(SUPPLIED ENTRIES Opens)

PR #1229, opened 2020-05-22
Remove Apache Commons from Default Libraries

fwolter:
See openhab/openhab-addons#7722

Signed-off-by: Fabian Wolter <git@fabian-wolter.de>


Confectrician:
Hey @fwolter 

Is this change relevant for OH3 only or should it be excluded in OH 2.5.x also?

cc: @cweitkamp

cweitkamp:
OH3. But it does not hurt to get rid of it right now :wink:.

Confectrician:
OK we will migrate it then and it is included now already.

PR #1232, opened 2020-05-25
[v3] Add Javadoc to sidebar

ghys:


ghys:
Handled by #1233 - turns out it works only in VuePress 1.x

(SUPPLIED ENTRIES Closes)

__YOUR TASK__. Exactly reproduce the material above.

__ANSWER TO THE PROBLEM__.
PR #1229, opened 2020-05-22
Remove Apache Commons from Default Libraries

fwolter:
See openhab/openhab-addons#7722

Signed-off-by: Fabian Wolter <git@fabian-wolter.de>


Confectrician:
Hey @fwolter 

Is this change relevant for OH3 only or should it be excluded in OH 2.5.x also?

cc: @cweitkamp

cweitkamp:
OH3. But it does not hurt to get rid of it right now :wink:.

Confectrician:
OK we will migrate it then and it is included now already.

PR #1232, opened 2020-05-25
[v3] Add Javadoc to sidebar

ghys:


ghys:
Handled by #1233 - turns out it works only in VuePress 1.x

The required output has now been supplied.